Ruolo delle proteasi mitocondriali nella degenerazione dei motoneuroni

Abstract
Nell’uomo, le malattie dei motoneuroni sono caratterizzate da una degenerazione selettiva dei motoneuroni spinali e bulbari e dei neuroni piramidali neocorticali: questo causa progressivamente una paralisi amiotrofica e degenerazione del tratto piramidale. Per la loro incidenza e il decorso inarrestabile e sempre fatale, queste malattie hanno un’alta priorità per la salute pubblica. A livello molecolare, i meccanismi patogenetici che portano alla morte neuronale in queste malattie sono ancora sconosciuti e le sperimentazioni cliniche di potenziali farmaci sono state inefficaci. Una di queste malattie (la più comune nell’adulto) é la Sclerosi Laterale Amiotrofica (SLA) che può essere sporadica (sSLA) o su base genetica (SLA familiare, fSLA).

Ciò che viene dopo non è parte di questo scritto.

PR #315, opened 2024-02-23
More testing found a bug in kml_iss implementation, herewith fixed

anyzelman:
Hotfix for the previous commit -- more usage of the KML transition path found that certain getters and setters seemed to have no effect, which is fixed with this MR. The expected impact of this bug is expected minimal, as there has been minimal time passed while the bug was present in the stable branch.


anyzelman:
Review OK, manual testing OK. Waiting approval from @alberto-scolari and CI

alberto-scolari (approved):

PR #336, opened 2024-04-09
335 wrong fma perf test

### LINKED ISSUE #335: Wrong fma perf test
The `fma` test is wrong, reporting

```
Benchmark label: grb::eWiseApply (axpy) of size 10
1 (expected) does not equal 2 (template optimised) at position 0.
Outer iteration #0 timings (io, preamble, useful, postamble, time since epoch): 0.000000, 0.010252, 0.000185, 0.000000, 1712665968227
1 (expected) does not equal 2 (template optimised) at position 0.
Outer iteration #1 timings (io, preamble, useful, postamble, time since epoch): 0.000000, 0.013413, 0.000264, 0.000000, 1712665969227
1 (expected) does not equal 2 (template optimised) at position 0.
Outer iteration #2 timings (io, preamble, useful, postamble, time since epoch): 0.000000, 0.020564, 0.000199, 0.000000, 1712665970227
...
```

The problem is probably due to the change about the in-place semantics.

The very problem is that the error went long time unnoticed.

alberto-scolari:
Merge fix

### DIFF
--- a/tests/performance/CMakeLists.txt
+++ b/tests/performance/CMakeLists.txt
@@ -26,6 +26,7 @@ set( TEST_CATEGORY "performance" )
 add_library( bench_kernels OBJECT bench_kernels.c bench_kernels.h )
 add_library( bench_kernels_omp OBJECT bench_kernels.c bench_kernels.h )
 target_compile_definitions( bench_kernels_omp PRIVATE BENCH_KERNELS_OPENMP )
+target_link_libraries( bench_kernels_omp PRIVATE test_performance_flags OpenMP::OpenMP_C )
 
 add_grb_executables( fma fma.cpp $<TARGET_OBJECTS:bench_kernels>
 	BACKENDS reference NO_BACKEND_NAME
--- a/tests/performance/CMakeLists.txt
+++ b/tests/performance/CMakeLists.txt
@@ -26,6 +26,7 @@ set( TEST_CATEGORY "performance" )
 add_library( bench_kernels OBJECT bench_kernels.c bench_kernels.h )
 add_library( bench_kernels_omp OBJECT bench_kernels.c bench_kernels.h )
 target_compile_definitions( bench_kernels_omp PRIVATE BENCH_KERNELS_OPENMP )
+target_link_libraries( bench_kernels PRIVATE test_performance_flags )
 target_link_libraries( bench_kernels_omp PRIVATE test_performance_flags OpenMP::OpenMP_C )
 
 add_grb_executables( fma fma.cpp $<TARGET_OBJECTS:bench_kernels>
--- a/tests/performance/CMakeLists.txt
+++ b/tests/performance/CMakeLists.txt
@@ -33,8 +33,13 @@ add_grb_executables( fma fma.cpp $<TARGET_OBJECTS:bench_kernels>
 	ADDITIONAL_LINK_LIBRARIES "rt"
 )
 
-add_grb_executables( fma-openmp fma.cpp $<TARGET_OBJECTS:bench_kernels_omp>
+add_grb_executables( fma-blocking fma.cpp $<TARGET_OBJECTS:bench_kernels_omp>
 	BACKENDS reference_omp NO_BACKEND_NAME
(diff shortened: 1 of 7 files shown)


anyzelman:
This one is about done except it ran into #340 . Must fix that issue first before merging this one. If everything is all "right", the CIs should fail on the latest push (because of #340).

anyzelman:
> This one is about done except it ran into #340 . Must fix that issue first before merging this one. If everything is all "right", the CIs should fail on the latest push (because of #340).

actually all CIs are happy. This is because the fma test is a perftest, and the CI doesn't run those on every branch and push. This emphasizes further the importance of adding a unit test that covers this case (and similar cases) as part of #340 / #341 . That issue blocks resolving this MR. (NB.: that issue/MR already includes a confirmed fix for this branch.)

anyzelman:
Concept release notes:

The fma (fused multiply-add) performance test aims to replicate a simple triad benchmark, computing `z=alpha.*x+y` out-of-place.

The matching ALP/GraphBLAS primitive for that, once upon a time, was `grb::eWiseMulAdd`. Since that time, however, that primitive has undergone two changes: 1) it became in-place rather than out-of-place (i.e., computing `z+=alpha.*x+y`) while 2) since the release of the nonblocking backend this function has become deprecated (as the same could be computed using `grb::eWiseMul` followed by `grb::foldl` or `grb::foldr`, at negligible performance overheads compared to the one-shot `grb::eWiseMulAdd`).

Neither change was ever reflected in the `fma` test itself, however; and, at present, the original out-of-place `fma` computation `z=alpha.*x+y` similarly has no single matching (deprecated or not) ALP/GraphBLAS primitive. The nonblocking backend, however, could implement an fma by first calling `grb::set(z,y)` followed by the in-place `grb::eWiseMul`. 

Additionally, since the incorporation of the CMake build infra, the compiler-optimised performance tests were erroneously not compiled with performance flags, causing a further apple-to-oranges type comparison in this performance test.

The issues were detected by Alberto Scolari, who additionally indicated that adding performance tests to the CI and regularly reviewing those results would have caught this issue earlier (crossref #343 , visualisation only - the performance test now actually regularly trigger for `develop` on our internal CI). He also produced an initial set of fixes and we thank Alberto for both.

This MR fixes these issues regarding the fma performance test by:
 1. introducing the fma-blocking and fma-nonblocking shared-memory parallel performance test instead of a single fma-omp one. Only for fma-nonblocking is performance expected to match that with a compiler-optimised or lambda-generated fma;
 2. this distinction is now also printed to screen as part of the test run; and
 3. improved test initialisation checks and improved error detection.

This MR also introduced some changes to the `dot` and `reduce` performance tests, in tandem with changes to the `fma` performance test. Those "joint" changes are:
 4. the compiler-optimised shared-memory parallel fma (as well as the reduce and dot) performance tests now avoid critical sections (which is in line with standard HPC practices), and e.g. for reductions (reduce and dot) prefer the OpenMP `reduction`-clause;
 5. the compiler-optimised shared-memory parallel fma, reduce, and dot now use the same distribution of work across threads (essentially a static block-wise schedule);
 6. both sequential and shared-memory parallel compiler-optimised benchmarks are now given the proper performance flags during compilation;
 7. avoid mixing `fprintf` and `stdcerr/stdcout` in the fma, dot, and reduce performance tests as well as other more minor code style fixes;
 8. test output and test summary now distinguish between sequential and shared-memory parallel tests;
 9. use the `dense` descriptor where appropriate (potentially enhancing performance of ALP code);
 10. if any test auto-tunes the number of inner repetitions, the number is chosen so that a single experiment is expected to take no less than 100 milliseconds (down from 1 second);
 11. these tests now employ vectors of 100 million elements (up from 10 million); and, finally,
 12. it is double-checked that the numbers the new tests produce are on par with - or exceeding the performance of - the numbers published by Yzelman et al. (2020).

anyzelman (approved):
Code review OK, awaiting internal CI OK as well as manual perftest run ok.

anyzelman:
Manual perftests OK and fma, reduce, and dot performance double-checked with '20 paper. Internal CI also OK. Will merge

PR #339, opened 2024-10-09
338 request for fuselets

### LINKED ISSUE #338: Request for fuselets
A request came in for accelerating process-local parts of existing HPC solvers using the nonblocking backend. This should be easy to do, and this issue proposes to demo an easily-extensible set of basic level-1, level-2, and mixed level-{1,2} sequences that can be fused. We will call elements of these sets a _fuselet_, and expose the set as part of the transition path as _fuselets_.

anyzelman:
MR that provides so-called _fuselets_.

Fuselets are sequences of operations that may occur in existing code bases, and could be accelerated using the nonblocking backend. A fuselet represents such a sequence of operations, which are exposed as a single plain-C function call. ALP during its standard build will generate a library of those fuselets using its nonblocking backend, thus resulting in high-performance, automatically fused kernels.

The fuselets furthermore, at run-time and again automatically, tunes performance parameters such as tile sizes and the number of threads to be used.

Finally, the example fuselets provided in `include/transition/fuselets.h` and `src/transition/fuselets.cpp` demonstrate how easy it is to use ALP to provide arbitrary fuselets that existing code bases may require, and are easily modified or extended.

This MR also includes:
 - smoke and performance tests for the new fuselets;
 - standard semiring and monoid definitions in the new `grb::monoids` and `grb::semirings` namespaces;
 - tests for those standard semirings and monoids (insofar possible);
 - a bugfix in the stdout of the spmspm unit test;
 - a bugfix for missing cstdint includes in various headers; and
 - as always, minor code style fixes.

### DIFF
--- a/include/graphblas.hpp
+++ b/include/graphblas.hpp
@@ -170,6 +170,12 @@
  *  -# #grb::Monoid, and
  *  -# #grb::Semiring.
  *
+ * A list of standard operators, monoids, and semirings are provided in their
+ * respective name spaces:
+ *  -# #grb::operators,
+ *  -# #grb::monoids, and
+ *  -# #grb::semirings.
+ *
  * Binary operators are parametrised in two input domains and one output domain,
  * \f$ D_1 \times D_2 \to D_3 \f$. The \f$ D_i \f$ are given as template
  * arguments to the operator. A #grb::Monoid is composed from a binary operator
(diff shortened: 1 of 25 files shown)


anyzelman:
Code review nearly complete. Could remove some element-wise scalar divisions, but need to double-check (lack of) impact on performance. After that, should be ready for merge.

anyzelman:
Code review complete. Waiting CI OKs before merge.

anyzelman:
All CIs pass, manual full test suite runs OK, manual checks of fuselets speedup (vs. blocking) also pass. Will merge.

PR #350, opened 2025-03-17
Add early exit in preconditioned CG when initial residual is below tolerance

### LINKED ISSUE #349: Early exit in preconditioned CG when initial residual is below tolerance
In the `preconditioned_conjugate_gradient`  implementation, the algorithm applies the preconditioner before checking if the current residual already meets the required tolerance. This change would allow the function to return immediately when the initial residual is small enough, avoiding the unnecessary cost of a preconditioner call.

Details:

- After computing the residual (i.e., after the initial computation of `r = b - A*x` and before applying the preconditioner), we can check if `sqrt(residual) < tol`.
- If true, the function can immediately return with success, setting iterations to 0.
- This change can improve performance in cases where the initial guess is already close to the solution.

ChristosMatzoros:
Closes #349

### DIFF
--- a/include/graphblas/algorithms/conjugate_gradient.hpp
+++ b/include/graphblas/algorithms/conjugate_gradient.hpp
@@ -358,9 +358,12 @@ namespace grb {
 				);
 			assert( ret == grb::SUCCESS );
 
-			// get residual. In the preconditioned case, the resulting scalar is *not*
-			// used for subsequent operations. Therefore, we first compute the residual
-			// using alpha as a temporary scalar
+			// get effective tolerance
+			if( ret == grb::SUCCESS ) {
+				tol *= std::sqrt( grb::utils::is_complex< IOType >::modulus( bnorm ) );
+			}
+
+			// get residual
 			alpha = zero;
 			ret = ret ? ret : grb::dot< descr_dense >(
 					alpha,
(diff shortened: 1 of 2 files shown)


include/graphblas/algorithms/conjugate_gradient.hpp
```diff
@@ -348,6 +348,33 @@ namespace grb {
 			ret = ret ? ret : grb::foldl< descr_dense >( r, temp, minus );
 			assert( ret == grb::SUCCESS );
 
+			// bnorm = b' * b;
+			bnorm = zero;
+			ret = ret ? ret : grb::dot< descr_dense >(
+				bnorm,
+				b, b,
+				ring.getAdditiveMonoid(),
+				grb::operators::conjugate_left_mul< IOType >() );
```
anyzelman: I know it's cut-and-pasted, but could you bring the code style here in line with 364-369?

anyzelman (changes requested):
Also please add your name to the `NOTICE` file under this MR. After that and the minor flagged issue are done, I think this one can be merged immediately -- many thanks for contributing!

include/graphblas/algorithms/conjugate_gradient.hpp
ChristosMatzoros: Hi @anyzelman, I made the change with my next commit

anyzelman:
Rebased prior to merge

anyzelman (approved):

anyzelman:
Running all smoke tests with the changes from this MR, which should be enough to detect any issues with the proposed changes. (Running them with LPF.)

Concept release notes:

Previously, the Conjugate Gradients (CG) algorithm applies the preconditioner before checking if the current residual already meets the required tolerance. This MR instead allows CG to return immediately when the initial residual is small enough, avoiding the unnecessary cost of a preconditioner call. This change can improve performance in cases where the initial guess is already close to the solution. Thanks to @ChristosMatzoros for proposing this enhancement!

anyzelman:
All smoke tests passed, will merge. Thank you @ChristosMatzoros !

Issue #6743, opened 2023-02-11
Lonsonho 16A plug  _TZ3000_dksbtrzs


wvuyk:
## Device

- Product name: Lonsonho 16A plug
- Manufacturer:  _TZ3000_dksbtrzs
- Model identifier: TS011F
- Device type : Please remove all unrelated device types. 
  - Light (plug)
  - Sensor (power/consumption/voltage)
 
Light/Plug infor is in the JSON. The sensor information for power is missing.

## Screenshots

![image](https://user-images.githubusercontent.com/30700296/218278603-de8fb5f2-6d4b-4a7d-b17c-8c9f02c7ab95.png)

![image](https://user-images.githubusercontent.com/30700296/218278631-00b85f4f-8d30-4706-adb0-47ffb12dadbd.png)

Basic info part 1
![image](https://user-images.githubusercontent.com/30700296/218278680-052f442c-54b9-44f0-883c-398ef791cdcc.png)
Basic info part 2
![image](https://user-images.githubusercontent.com/30700296/218278776-a2daa29e-b287-4a56-b517-8911abd26e1d.png)

Identify
![image](https://user-images.githubusercontent.com/30700296/218278802-1328d412-14aa-4f6f-adc8-7664a231f13a.png)

Groups
![image](https://user-images.githubusercontent.com/30700296/218278827-7f187f7a-ccf3-4e44-824f-cff046b4be58.png)

Scenes
![image](https://user-images.githubusercontent.com/30700296/218278862-8864e77d-b6ba-4121-9108-c09e54200353.png)

On/Off
![image](https://user-images.githubusercontent.com/30700296/218278883-6219e899-8df6-4ce2-b4c1-0865e9f2c781.png)

Simple Metering 
![image](https://user-images.githubusercontent.com/30700296/218278932-0b4855c7-ff0c-4bc6-9832-c007d1e9710e.png)

Electrical Measurement part 1
![image](https://user-images.githubusercontent.com/30700296/218278993-84048790-0b55-45a6-8783-aeda2a50650f.png)

Electrical Measurement part 2
![image](https://user-images.githubusercontent.com/30700296/218279036-c09b96bc-3419-4ad1-84c0-f22f65aba6e4.png)

E000 Unknown and empty
E001 Unknown and empty

OTAU
![image](https://user-images.githubusercontent.com/30700296/218279100-2fd2ac59-4d07-46ce-b1d0-bc77a4f5b0d4.png)

[...]

PR #6745, opened 2023-02-12
Add  _TZ3000_dksbtrzs Smart plug support

BabaIsYou:
See #6743


retrography:
@manup, is it possible that the Overload properties for this plug are rw rather than r?

There is a common issue with these plugs that their overload protection activates with very minor surges, sometimes due to errors in estimation. Being able to write this property can help resolve the issue. Note that not all variants of this plug have the overload protection feature.

https://github.com/Smanar/deconz-rest-plugin/blob/b3b53e51011703ebeb8b521e235db14b957217ab/general.xml#L4075C1-L4076C1

PR #6770, opened 2023-03-02
Adjusting swversion to a whole day refresh

BabaIsYou:
Why 8400 sec instead of a whole day ?


manup:
Good catch, was very likely a typo, a day should be sufficient.

PR #6781, opened 2023-03-05
DDF for Blitzwolf BW-IS4 multisensor (_TYZB01_hjsgdkfl)

sinus61:
https://zigbee.blakadder.com/BlitzWolf_BW-IS4.html


BabaIsYou (changes requested):
Suggestions : Is there a reason why swversion referesh.interval should be different than the one in generic attributes (84000 instead of 86400) ?

Are descriptions necessary as they seems the same than in generic attributes ?

PR #6791, opened 2023-03-09
Enable usage of zigbee install codes

SwoopX:
As deconz was missing a native way to use zigbee install codes, this PR adds the respective capability. The code to derive the required hash is ported from the zigpy implementation.

It has been tested with the reference codes from zigbee smart energy standard and also with some device codes on Ubuntu 20.04 LTS. Also, A Bosch Thermostat II has been successfully paired.

It is important to include the CRC for the correct calculation, so all characters of the code are required.

grafik

grafik

### DIFF
--- a/de_web.pro
+++ b/de_web.pro
@@ -64,7 +64,7 @@ macx {
 unix:LIBS +=  -L../.. -ldeCONZ
 
 unix:!macx {
-    LIBS += -lcrypt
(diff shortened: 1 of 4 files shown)


SwoopX:
> Awesome, will try this out after the stable release. I have a few small change requests in mind for loading of the library (to use dynamic linking) but overall the PR looks good.

Sure, just bring it on.

Issue #6775, opened 2023-03-03
SYMFONISK sound remote gen2


LiamTheCat:
## Device
- Product name: SYMFONISK gen2
- Manufacturer: IKEA of Sweden
- Model identifier: SYMFONISK sound remote gen2
- Device type : 
  - Switch

## Screenshots
![image](https://user-images.githubusercontent.com/126875522/222711210-efa9e392-1882-48a1-82fb-167922b5d7dd.png)

### Basic
![image](https://user-images.githubusercontent.com/126875522/222710249-0a98c2c2-019d-4d90-baf0-766032c8621e.png)

### Power Configuration
![image](https://user-images.githubusercontent.com/126875522/222710439-25bfbb83-f18a-486c-af6d-f7ffd64f3713.png)

### Identify
![image](https://user-images.githubusercontent.com/126875522/222710344-ba899d05-bda9-471e-b3d5-123abd575530.png)

### Poll Control
![image](https://user-images.githubusercontent.com/126875522/222710514-fd7c91d9-dd93-4e31-8d7b-52f609e00baf.png)

### ZLL Commissioning
![image](https://user-images.githubusercontent.com/126875522/222710594-867ce9ba-561a-499d-8f78-ecbaec2fc8e6.png)

### Identify
![image](https://user-images.githubusercontent.com/126875522/222710708-fc41ab6c-e5a3-4ec8-afe6-607ab47fbdc3.png)

### Group
![image](https://user-images.githubusercontent.com/126875522/222710764-c4336e7f-ebc5-47f7-91ea-3767a37aab52.png)

### On/Off 
![image](https://user-images.githubusercontent.com/126875522/222711371-8b4efdd7-3ae3-4bdf-859d-26829f4ccfb8.png)

### Level Control
![image](https://user-images.githubusercontent.com/126875522/222711447-7b218a50-6e83-411d-95d6-8504c4407bc7.png)

### OTAU
![image](https://user-images.githubusercontent.com/126875522/222710942-1164fdc3-842a-42e3-8d3e-3c3f67ad787b.png)

### ZLL Commissioning
![image](https://user-images.githubusercontent.com/126875522/222711064-addfdea6-fcab-4cf2-bb07-362a5d86dc12.png)

Mimiix:
Hi,

Looks like the values are not populated in the screenshots. can you please click "read" on all cluster screenshots and make sure the values are populated?

Kind regards,

[...]

PR #6803, opened 2023-03-15
IKEA SYMFONISK sound remote gen2

ebaauw:
Add support for IKEA SYMFONISK sound remote gen2,  see #6775.


ebaauw:
@manup, I really don't understand that I need to update the schema to add a new cluster and corresponding commands, especially as listing the hex values works perfectly fine.

manup:
> @manup, I really don't understand that I need to update the schema to add a new cluster and corresponding commands, especially as listing the hex values works perfectly fine.

It might not be the best solution, but it's there to catch errors with the related GitHub action which verifies the button_maps.json against the JSON schema file.

ebaauw:
Damn, the `button_map.json` from that PR is messed up, breaking both the gen-1 and gen-2 SYMFONISK controller.  My bad.

PR #6804, opened 2023-03-15
Fix DDF for IKEA cws light

ebaauw:
Bindings need to be defined at top level.

Thanks to @Zehir 's DDF validator for reporting this!  See Discord.


manup:
Thanks, that's a further place which should be checked by the GitHub actions in future.

PR #6813, opened 2023-03-20
Fix ubisys J1 auto calibration

SwoopX:
While the legacy code was able to check every couple of seconds if the cover is still moving, this code doesn't work anymore while using DDFs. As a quick workaround, it is assumed full open/close doesn't last longer than 30 secs.

With the amended time spans, auto calibration has been successfully tested. All in all not pretty, but easily implemented and functional.


manup:
The delays need a bit of patience, but I'd say it looks fine for now to include :)

PR #6825, opened 2023-03-24
Remove unused _TZE200_htnnfasr_water_valve file

BabaIsYou:
Suppress file without extension, useless since #6802


manup:
Not the first time we had the problem of forgetting the file extension. Would be nice to catch these via GitHub Actions in future.

PR #6832, opened 2023-03-29
DDF for HZC S900W-ZG water leak sensor

### LINKED ISSUE #6831: HCZ electric S900W-ZG Water leak sensor
## Device

- Product name: HCZ electric S900W-ZG Water leak sensor
- Manufacturer: Shyugj
- Model identifier: WaterLeakageSensor-ZB3.0
- Device type : 
  - Sensor

## Screenshots
image

### Basic
image

### Power Configuration
image

### Identify
image

### Poll Control
image

### IAS Zone
image
image

### Diagnostics
image

agramner:
Copied DDF from bosch water leak sensor and modified for this sensor.

These entities popped up in Home Assistant for the sensor (after a restart of HA):
image

Confirmed that `binary_sensor.water_x` works
Haven't confirmed the rest of the sensors.
`sensor.water_x_battery` is still 100% so can't be sure it works.
Not sure if `tampered` is relevant for this sensor. How could that trigger?

fixes #6831

### DIFF
--- a/devices/hzc_electric/s900w-zg_water_leak_sensor.json
+++ b/devices/hzc_electric/s900w-zg_water_leak_sensor.json
@@ -1,0 +1,118 @@
+{
+    "schema": "devcap1.schema.json",
+    "manufacturername": "Shyugj",
+    "modelid": "WaterLeakageSensor-ZB3.0",
+    "vendor": "HZC electric",
+    "product": "S900W-ZG Water leak sensor",
+    "sleeper": true,
+    "status": "Silver",
+    "subdevices": [
+      {
+        "type": "$TYPE_WATER_LEAK_SENSOR",
+        "restapi": "/sensors",
+        "uuid": [
+          "$address.ext",
+          "0x01",
+          "0x0500"
+        ],
+        "fingerprint": {
+          "profile": "0x0104",
+          "device": "0x0402",
+          "endpoint": "0x01",
+          "in": [
+            "0x0000",
+            "0x0001",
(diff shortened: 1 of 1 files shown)


BabaIsYou:
Nice and easy ! ;-)

Just a few comments : 
- Would have may be used constant "$TYPE_WATER_LEAK_SENSOR" instead of directly "ZHAWater" as type for subdevice
- Using fingerprint then perhaps have it complete  with all in clusters, a suggestion as it works like this too.
- Is it realistic to report battery every minute ? With the risk of ... draining battery ? Suggest a min of 3600 and max of 14400. BTW if battery changes for 1% it will reports.

About your question for tampered, not exposed by this device, could be deleted.

agramner:
Thanks for the suggestions :). Seems very reasonable.
What is fingerprint used for? Can't find any information about that.
The binding for cluster 0x500 doesn't have report. How does that work? When does it report changes?

BabaIsYou:
> Thanks for the suggestions :). Seems very reasonable. What is fingerprint used for? Can't find any information about that. The binding for cluster 0x500 doesn't have report. How does that work? When does it report changes?

What a bunch of good questions ;-)
I can make reference to already answered parts here : https://github.com/dresden-elektronik/deconz-rest-plugin/issues/6368#issuecomment-1263674660 ans there https://forum.phoscon.de/t/ddf-documentation/1401/5

agramner:
Thanks, pushed your suggested changes

Issue #6845, opened 2023-04-01
Philips Outdoor Sensor pairing uncomplete after OTA


olicooper:
## Describe the bug

I performed an OTA update on the sensor and after the update I noticed deconz was flashing green next to the device every few seconds. I found a related GitHub issue https://github.com/dresden-elektronik/deconz-rest-plugin/issues/1569 which states it is to do with pairing not being complete. I looked for logs related to this (see below). I tried a factory reset and repairing the device via the phoscon app but nothing changed.

## Steps to reproduce the behavior

Perform an update using this ota file: https://otau.meethue.com/storage/ZGB_100B_010D/bd3f218f-190b-4498-b6b3-69aea563fd9d/Sensor-ATmega_6.1.1.27575_0012.sbl-ota

This should update the sensor:
- **`Date Code`** `20180828` to `20190219`
- **`SW Build ID`** `6.1.0.25261` to `6.1.1.27575`

After the update has complete, you will see this behaviour.

## Expected behavior

Pairing should already be complete but if it has to pair again after the update then this should work without intervention.

## Environment

 - Host system: Raspberry Pi
 - Running method: Raspbian
 - Firmware version: 26720700
 - deCONZ version: 2.21.01
 - Device: ConBee II
 - Do you use an USB extension cable: yes

## deCONZ Logs

`16:11:37:489 No presence sensor found for 0x00178801XXXXXXXX, endpoint: 0x02`

ebaauw:
That's not what the green light means.  See https://github.com/dresden-elektronik/deconz-rest-plugin/wiki/deCONZ-for-Dummies#node-status-led.

olicooper:
Okay thank you for the quick response and for clarifying that.. I tired looking in the [deconz handbook PDF](https://www.dresden-elektronik.com/wireless/software/deconz.html?file=files/dresden-elektronik/content/downloads/dokumente/funktechnik/deCONZ-BHB-en.pdf) but the status LEDs are not mentioned in there.

Having left the device for a while the presence detection seems to have come back to life!

I am apprehensive to update my other sensors due to the log entries: `No presence sensor found for 0x00178801XXXXXXXX, endpoint: 0x02`... Should I keep this issue open to address a possible DDF problem?

ebaauw:
> There seems to be a lot of activity happening on the device since the update despite being on battery power.

[...]

PR #6849, opened 2023-04-02
Add `fingerprint` to DDFs for `sensors` resources

ebaauw:
Add `fingerprint` to the DDF sub devices for `sensors` resources of the following devices:
- Develco SMSZB-120 smoke detector;
- IKEA FYRTUR block-out roller blind;
- IKEA VINDSTYRKA Air Quality sensor;
- innr SP 120 smart plug;
- Hue smart button
- Hue dimmer switch (2021)
- Hue motion sensor;
- Hue outdoor motion sensor;
- Hue motion sensor (2022);
- Hue outdoor motion sensor (2022);
- Xiaomi Aqara FP1 presence sensor;
- Xiaomi Aqara Roller Shade Driver E1 

This is especially relevant to ZHAPresence sensors (like the Hue motion sensor family), where the fingerprint is used to find the `Sensor`, see #6845.  Not sure if this changes any functionality for the other resources, but it should get rid of "Missing cluster in sensor fingerprint" warnings in the log.

The devices in this PR are just the ones I have online.  I think this needs to be checked for all DDFs exposing `sensors` resources.


manup:
Side info: The fingerprint data in DDFs are currently extra baggage, needed for some devices, to keep parts of the old code working. I hope we can get rid of it in future entirely.

SwoopX:
While I really appreciate the effort, also to have the DDFs complete and consistent, the practical benefit of those additions is very limited as I recall. The DDFs their selves do not make the fingerprints (sort of) superfluous, but the parts which can be skipped in `apsdeDataIndication()` due to the result of the check if a device is managed or not.

As we see also with this PR, motion sensors are somewhat a special case in this regard, as the handler predominantly cannot be skipped. Devices exposing `config/delay` are save to skip it (Hue motion sensors, Develco/Frient), but all the others require it due to the `durationDue` related presence state reset.

Hue/Develco/Frient motion sensors "just" throw a, admittedly irritating, message that a respective sensor could not be found (true if no fingerprint is available) and exit the handler function. Same might happen for other clusters as well.

manup:
I think for now it's ok to include the fingerprint extras, once cleanup in C++ parts is more progressed and functionality which uses fingerprint can be handled by new DDF code we can remove these later on. On one side it's a uphill battle with baby steps, but I like the smaller steps so we don't mess up too eagerly :)

manup:
Random thought, we maybe should just remove the debug line in question, if it doesn't help us much other than being spammy?

PR #6851, opened 2023-04-02
DDF for GLEDOPTO RGBW

ebaauw:
DDF for my GLEDOPTO flood light, to eliminate the need to whitelist this device in Homebridge deCONZ.

The older GLEDOPTO devices all used `GLEDOPTO` for _Manufacturer Name_ and _Model Identifier_, but they would expose different endpoints.  This is for the RGBW lights, that expose a dimmable light on endpoint 0x0A and an extended color light on endpoint 0x0B, like the flood light that I have on my balcony.  I have some other devices (controllers) whitelisted in Homebridge Hue, but I'm not sure if I still have these.

Notes:
- I want to add a check for _SW Build ID_ of `1.0.2`, but that's currently not possible in a DDF.
- The max/min `ct` values are assumed; unfortunately, the light does not report the actual `ct`.  Note that `ct` is emulated using the RGB channels.

### DIFF
--- a/devices/gledopto/gledopto.json
+++ b/devices/gledopto/gledopto.json
@@ -53,10 +53,12 @@
                     "name": "cap/color/capabilities"
                 },
                 {
-                    "name": "cap/color/ct/max"
+                    "name": "cap/color/ct/max",
+                    "static": 500
                 },
                 {
-                    "name": "cap/color/ct/min"
+                    "name": "cap/color/ct/min",
+                    "static": 153
                 },
                 {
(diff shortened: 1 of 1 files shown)


manup:
Not sure if it helps here, but what already works with `matchexpr` ist testing for existing endpoints:

For example one DDF has: `"matchexpr": "(R.endpoints.indexOf(0x15) !== -1) && (R.endpoints.indexOf(0x16) !== -1);`

ebaauw:
Indeed, that's what I'm already using.

PR #6863, opened 2023-04-05
Add DDF generic item config/configured

manup:
Used by alarm systems and daylight sensor.


ebaauw:
Shouldn't that be read-only?

manup:
Hmm indeed it's only set internally, I'll add a followup PR.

La comprensione dei meccanismi di morte motoneuronale è importante per approntare strategie terapeutiche e per la prevenzione. Un punto cruciale é rappresentato dal “misfolding” intracellulare di proteine, che é seguito da alterato flusso assonale, riduzione delle connessioni sinaptiche, ridotta attività degli organelli e della vitalità cellulare.

Tra gli organelli cellulari, i mitocondri sono stati particolarmente studiati poiché alterazioni della loro morfologia e funzionalità sono presenti sia nei pazienti SLA che nei modelli cellulari e murini della malattia. La disfunzione mitocondriale può portare a una perdita irreversibile dei motoneuroni e quindi essere un importante meccanismo patogenetico>>>

Coordinatore Scientifico del Programma di Ricerca
Lavinia CANTONI, ISTITUTO DI RICERCHE FARMACOLOGICHE MARIO NEGRI
Obiettivo del Finanziamento
Il principale obbiettivo di questo progetto é studiare il ruolo delle proteasi mitocondriali nei meccanismi di degenerazione motoneuronale in condizioni ambientali e genetiche avverse.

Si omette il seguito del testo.